Scan the entries for lines with the word "opened" and copy those lines.

*** Given information ***

PR #599, opened 2023-02-16
feat: log when loading rules

### LINKED ISSUE #594: Slow startup time
## Description & Reproduction

There is a 5-10 second delay when starting up. 

## Expected Behavior

There should be no delay, or a log should be produced so it's clear something is happening.

## Actual Behavior

There is a delay with no output.

## Possible Fix

The delay could be caused by compiling all the rule patterns. Tree sitter queries seem quite slow to compile.

### to do:

- [x] Split each rule initialization in a separate goruting in order to better utilise cpu (2x increase) https://github.com/Bearer/bearer/pull/618

didroe:
## Description

Adds a log message to let the user know rules are being loaded/compiled. 

- Closes https://github.com/Bearer/bearer/issues/594

## Checklist

### DIFF
--- a/pkg/commands/artifact/run.go
+++ b/pkg/commands/artifact/run.go
@@ -23,6 +23,7 @@ import (
 	"github.com/bearer/bearer/pkg/commands/process/worker/work"
 	"github.com/bearer/bearer/pkg/flag"
 	reportoutput "github.com/bearer/bearer/pkg/report/output"
+	"github.com/bearer/bearer/pkg/util/output"
 	outputhandler "github.com/bearer/bearer/pkg/util/output"
 
 	"github.com/bearer/bearer/pkg/types"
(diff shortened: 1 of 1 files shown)


new/detector/composition/composition.go
```diff
@@ -1,20 +1,80 @@
...
 	reportdetections "github.com/bearer/curio/pkg/report/detections"
 	"github.com/bearer/curio/pkg/report/detectors"
 	"github.com/bearer/curio/pkg/report/schema"
 	"github.com/bearer/curio/pkg/report/source"
 	"github.com/bearer/curio/pkg/util/file"
+	"github.com/bearer/curio/pkg/util/output"
 )
 
+func CompileRules(config *settings.Config) (map[string][]detectortypes.Detector, error) {
+	output.StdErrLogger().Msg("Compiling rules")
```
gotbadger: Need to respect Quiet flag here I think?

gotbadger (approved):

PR #603, opened 2023-02-17
chore: redo rules tests

vjerci:
## Description
This Pr optimises rules tests in a way that we no longer perform e2e test but do integration tests for them instead.

Trough profiling we've found that biggest chunk cpu time is spent on compiling all the rules.
I've optimised it in a way that we use worker to compile all the rules only once, then reuse that worker.
It isn't without it's downsides. Because we reuse single testing worker, and because we use viper for default config, we can no longer run tests in parallel.
Getting tests to run in parallel is limited to single test case which translates to single rule (it usually has multiple files which run in parallel)
- We might in future do some extra work to have a worker per language or some other logical split to further improve performance 

However I've manged to improve the total time it takes to run our rules test by 2x-3x and allow us to run tests with debugger

---

### summary changes
There are cases where we detect 2 different rules in summary.
Eg. of those rules is `ruby_weak_encryption` and `ruby_weak_encryption_with_data` 

---

### stats

localmachine (macbook pro)
old_summary - 187.077s
new - 51.512s

github runner
old_summary - 332s
new - 183.678s

---

### related

https://github.com/Bearer/curio/issues/588

## Checklist


integration/rules/javascript_test.go
```diff
@@ -2,122 +2,96 @@ package integration_test
 
 import "testing"
 
+const javascriptRulesPath string = "../../pkg/commands/process/settings/rules/javascript/"
+
 func TestJavascriptLangLoggerSummary(t *testing.T) {
```
elsapet: Suggestion to remove `Summary` from the naming to avoid possible confusion

```suggestion
func TestJavascriptLangLogger(t *testing.T) {
```

elsapet (approved):
🙏

integration/rules/javascript_test.go
vjerci: done, nice suggestion 👍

***

# Answer to this task
PR #599, opened 2023-02-16
PR #603, opened 2023-02-17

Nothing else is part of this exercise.